This poster reports a practitioner evaluation of a multifaceted image categorization model designed for journalistic imagery. We show that the model led to consistent categorizations and was evaluated as useful by the participants in the user test.
Research has shown that people evaluate image similarity at the conceptual level constructing categories based on e.g. people, animals and inanimate objects depicted; whether the scenes and objects are man-made or natural; and abstract concepts related to emotions, culture and visual elements (Greisdorf&O'Connor 2002; Laine-Hernandez&Westman 2006; Mojsilovic&Rogowitz 2001; Teeselink et al. 2000). Image categorization studies have usually focused on classifying images into single categories despite the widespread acceptance of the need to categorize information objects on multiple facets. In a previous study (Laine-Hernandez&Westman 2008) we identified different types of image attributes (function, content, content descriptors) together with users' strategies of combining these to create multifaceted categories. Based on this we constructed a multifaceted categorization model for magazine images. The aim of the present study was to evaluate the categorization model embedded in an image archive application. Expert participants used a specially designed interface for categorizing a set of stock images. We analyzed both categorization behavior and subjective evaluations on the model. The goal was to see if the categorizations would be agreed upon by different participants and whether they thought the model served the purposes of image categorization in magazines.
The participants (n=24), aged from 24 to 56 (mean=36.8, std=8.5) had several years of experience in editorial work (mean=8.6 years), image retrieval (8.8) and categorization (4.8). They worked in magazine editorial offices as journalists (n=7), graphic designers (n=3), photographers (n=10) and archivists (n=4). The majority (n=18) were female. Participants were shown three practice images followed by 20 stock photographs in random order, together with the categorization model of 10 main classes (see Table 1) and 72 subclasses. They were given a simulated work task (Borlund 2003) asking them to give descriptive categories to the photographs so that other employees could find them by browsing the archive. Each photo was to be categorized according to its essential content. After categorizing each image the participants filled out a post-task survey asking e.g. how well the model fit the image (Likert scale, 1=poorly; 5=well). Post-test they were interviewed and asked to evaluate the model, for example whether each main class was (1= not useful; 5=very useful) in categorizing images. We used Rolling's (1981) measure to depict subject agreement on categorizations at the sub-class level, calculating an average value for each image across all subject pairs (24*23 pairs). Based on matching category selections we evaluated image similarity by conducting multi-dimensional scaling (MDS) using a distance measure derived from the Dice measure.

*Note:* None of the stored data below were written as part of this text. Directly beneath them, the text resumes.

PR #1239, opened 2022-11-14
Solution

smiyka:


src/herbivoresAndCarnivores.js
```diff
@@ -1,15 +1,37 @@
...
 
 class Carnivore extends Animal {
-  // write your code here
+  bite(herbivoreName) {
+    if (herbivoreName instanceof Herbivore && !herbivoreName.hidden) {
+      herbivoreName.health -= 50;
+    };
+
+    if (herbivoreName.health <= 0) {
+      Animal.alive.splice(Animal.alive.indexOf(herbivoreName, 1));
```
nazarmatsevych, line 32: Use filter method instead of splice and indexOf

tetiana-ivanchenko (approved):

PR #1241, opened 2022-11-16
Sol

TarasV123:


src/herbivoresAndCarnivores.js
```diff
@@ -1,15 +1,35 @@
...
 }
 
 class Carnivore extends Animal {
-  // write your code here
+  bite(animal) {
+    if (animal.hidden === false && animal instanceof Herbivore) {
+      animal.health -= 50;
+    }
+
+    Animal.alive = Animal.alive.filter(whoAlive => animal.health > 0);
```
tetiana-ivanchenko, line 31: here better to add condition, and not filter array if animal.health > 0

tetiana-ivanchenko (changes requested):

tetiana-ivanchenko (approved):

PR #1243, opened 2022-11-17
Task was done

Sergey-Mironenko:


src/herbivoresAndCarnivores.js
```diff
@@ -1,15 +1,40 @@
...
+    this.hidden = false;
+  }
+
+  hide() {
+    if (this.hidden === true) {
+      this.hidden = false;
+    } else {
+      this.hidden = true;
+    }
+  }
```
tetiana-ivanchenko, line 25: it's shouldn't be a toggle

tetiana-ivanchenko (changes requested):

src/herbivoresAndCarnivores.js
```diff
@@ -1,15 +1,36 @@
...
+
+  hide() {
+    this.hidden = !this.hidden;
+  }
 }
 
 class Carnivore extends Animal {
-  // write your code here
+  bite(beast) {
+    if ((beast instanceof Herbivore) && (beast.hidden === false)) {
```
AlisaVlasova, line 26:
```suggestion
    if ((beast instanceof Herbivore) && (!beast.hidden)) {
```

AlisaVlasova (approved):

PR #1247, opened 2022-11-21
solution

euFarafonov:


src/herbivoresAndCarnivores.js
```diff
@@ -1,15 +1,42 @@
...
+
+  hide() {
+    this.hidden = true;
+  }
 }
 
 class Carnivore extends Animal {
-  // write your code here
+  bite(obj) {
+    if (obj instanceof Herbivore && obj.hidden === false) {
```
Viktor-Kost, line 28:
```suggestion
    if (obj instanceof Herbivore && !obj.hidden) {
```

src/herbivoresAndCarnivores.js
```diff
@@ -1,15 +1,42 @@
...
+      obj.health -= 50;
+
+      if (obj.health === 0) {
+        for (let i = 0; i < Animal.alive.length; i++) {
```
Viktor-Kost, line 32: Here u can simplify your code using array method `filter`

Viktor-Kost (changes requested):
Very nice!

Some optimization needed)

euFarafonov:
optimizated

Viktor-Kost (approved):
Great!)

PR #1249, opened 2022-11-23
test Ok

diolna:


src/herbivoresAndCarnivores.js
```diff
@@ -1,17 +1,47 @@
...
-  // write your code here
+  constructor(name, health = 100) {
+    super(name, health);
+    Animal.alive.push(this);
+  }
+
+  bite(herbivore) {
+    if (herbivore.hidden !== true
+      && herbivore instanceof Herbivore
+      && herbivore.health >= 50) {
```
loralevitska, line 31: move this condition to variable for better readability

loralevitska (changes requested):
hi! nice solution

src/herbivoresAndCarnivores.js
diolna: fixed

diolna:
fixed

PR #1251, opened 2022-11-25
first commit

viktoria-krasnyuk:


src/herbivoresAndCarnivores.js
```diff
@@ -1,17 +1,37 @@
...
 
 class Carnivore extends Animal {
-  // write your code here
+  bite(herb) {
+    if (herb instanceof Herbivore && !herb.hidden) {
+      herb.health -= 50;
+    }
+
+    if (herb.health <= 0) {
+      Animal.alive.splice(herb);
```
TarasHoliuk, line 28: I don't know why the tests passed, but we can't use [splice](https://developer.mozilla.org/ru/docs/Web/JavaScript/Reference/Global_Objects/Array/splice) in such case.

Use another `Array` method instead

TarasHoliuk (changes requested):

src/herbivoresAndCarnivores.js
```diff
@@ -1,17 +1,37 @@
...
 
 class Carnivore extends Animal {
-  // write your code here
+  bite(herb) {
+    if (herb instanceof Herbivore && !herb.hidden) {
+      herb.health -= 50;
+    }
+
+    if (herb.health <= 0) {
+      delete Animal.alive[Animal.alive.indexOf(herb)];
```
polosanya, line 28: You can just filter the animals and leave all except dead herb 
`Animal.alive = Animal.alive.filter(...);`

polosanya (changes requested):
Almost perfect! Please check the comment

loralevitska (approved):
good job!

PR #1255, opened 2022-11-28
Solution

ShkarupaDenys:


src/herbivoresAndCarnivores.js
```diff
@@ -1,15 +1,49 @@
...
 class Carnivore extends Animal {
-  // write your code here
+  constructor(name) {
+    super(name);
+
+    this.kind = 'carnivore';
+  }
+
+  bite(animal) {
+    if (animal.kind === 'herbivore' && !animal.hidden) {
```
tetiana-ivanchenko, line 39: use "instanceof" instead of this

tetiana-ivanchenko (changes requested):

TarasHoliuk (approved):

PR #1260, opened 2022-12-01
Solution

vadiimvooo:


src/herbivoresAndCarnivores.js
```diff
@@ -1,15 +1,51 @@
...
+  constructor(
+    name,
+    health = 100,
+    hidden = false,
+  ) {
+    super(name, health);
+
+    this.hidden = hidden;
+
+    Animal.alive.push(this);
```
romanblyashuk94, line 24: Redundant!
This class extends Animal class. 
So, you push every Herbivore instance 2 times: in Animal constructor, and here.

src/herbivoresAndCarnivores.js
```diff
@@ -1,15 +1,51 @@
...
 }
 
 class Carnivore extends Animal {
-  // write your code here
+  constructor(
+    name,
+    health = 100,
+  ) {
+    super(name, health);
+  }
```
romanblyashuk94, line 38: Useless constructor.
It does the same as Annimal constructor.
you can delete it.

romanblyashuk94 (changes requested):

romanblyashuk94 (approved):
Gj

src/herbivoresAndCarnivores.js
```diff
@@ -1,15 +1,38 @@
...
 class Herbivore extends Animal {
-  // write your code here
+  constructor(name) {
+    super();
+
+    this.hidden = false;
+  }
+
+  hide() {
+    this.hidden = !this.hidden;
```
Ihor-Karpyn, line 22:
```suggestion
    this.hidden = true;
```

Ihor-Karpyn (approved):

PR #1262, opened 2022-12-01
Initial commit

artem-hirzhev:


src/herbivoresAndCarnivores.js
```diff
@@ -1,15 +1,37 @@
...
 class Carnivore extends Animal {
-  // write your code here
+  bite(animal) {
+    if (animal instanceof Herbivore && !animal.hidden) {
+      animal.health -= 50;
+    }
+
+    if (animal.health <= 0) {
+      Animal.alive.splice(Animal.alive.indexOf(animal), 1);
+    }
```
nazarmatsevych, line 33: do not manipulate with array in such way - better just filter it

nazarmatsevych (changes requested):

src/herbivoresAndCarnivores.js
artem-hirzhev: Done.

TarasHoliuk (approved):

PR #1265, opened 2022-12-02
js_herbivores_and_carnivores

ysrckr:


src/herbivoresAndCarnivores.js
```diff
@@ -1,15 +1,36 @@
...
 }
 
 class Carnivore extends Animal {
-  // write your code here
+  bite(victim) {
+    if (victim instanceof Herbivore && !victim.hidden) {
+      victim.health -= 50;
+    }
+
+    if (victim.health === 0) {
```
UmizDemud, line 30: Numbers are working, so no need for <=

UmizDemud (approved):

src/herbivoresAndCarnivores.js
meforoma, line 30:
```suggestion
    if (!victim.health) {
```
would make sense to evaluate `victim.health <= 0` if constructor would allow setting the health points, but in this case it's hardcoded to 100.

meforoma (approved):
good one. One tiny thing to just consider. 👍

PR #1271, opened 2022-12-07
solution

lefteris-L:


src/herbivoresAndCarnivores.js
```diff
@@ -1,15 +1,33 @@
...
+
 class Herbivore extends Animal {
-  // write your code here
+  constructor(name) {
+    super(name);
+    this.hidden = false;
+  }
+
+  hide() {
+    this.hidden = false || true;
```
ysrckr, line 20: I think you tried to make it a toggle. If so you can write `this.hidden = !this.hidden` otherwise `this.hidden = true` is enough.

ysrckr (approved):

src/herbivoresAndCarnivores.js
lefteris-L: That's good. It had to be a toggle, yes

meforoma: @lefteris-L what does this statement ALWAYS return?
`false || true` - it will alway return true. So it does not make sense.
You need to fix such things.
```suggestion
    this.hidden = true;
```

meforoma (changes requested):
good job 👍 
one minor, yet very obvious thing i just can't pass by)

meforoma (approved):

The average number of category placements per image was 8.2 (std= 3.7, min=1, max=27). Table 1 displays the number of times each main class was used on average per photo and participant, share of all categorizations and the average evaluated usefulness of the class in categorizing images. On a 5-point Likert scale (1=completely disagree; 5=completely agree) the participants found the model fit the images to be categorized rather well overall (mean=3.4). They thought using several categories made the categorization easier (4.3) and improved the categorization result (4.5). The participants thought the model was suitable for categorizing wider collections of images (3.4) and professional use (3.4). The majority (75%) felt there were too few categories available, while the rest found the amount suitable.
Classifier agreement and model fit are visualized in the MDS results in Figure 1. The average classifier agreement for the test images ranged between 0.33 and 0.56, the average across all images was 0.47. The images with the highest Rolling's measure depicted people. Participant-evaluated fit of the model for each test image ranged between 2.87 and 4.00. The correlation between Rolling's measure and participant-evaluated fit was 0.42.
Table 1. Main level categories and their use
The categorizations made with the help of the model were multifaceted in 99.6% of the cases. The Function and main content (Theme, People, Object, Scene) categories were thought to be very useful in categorizing photographs. The remaining content descriptor categories were thought to be somewhat less useful. However, they accounted altogether for a fifth of all category selections. The average Rolling measure of 0.47 meant that on average a little less than half of the categorizations were the same between all subjects. This may be judged fair for 24 different participants. The categorization model will be further developed based on results of this evaluation and feedback given by the participants. The ultimate goal is to improve current categorization practices at magazines to enable image retrieval and reuse by the editorial staff. This work is part of an ongoing effort for creating a standard categorization scheme for magazine imagery.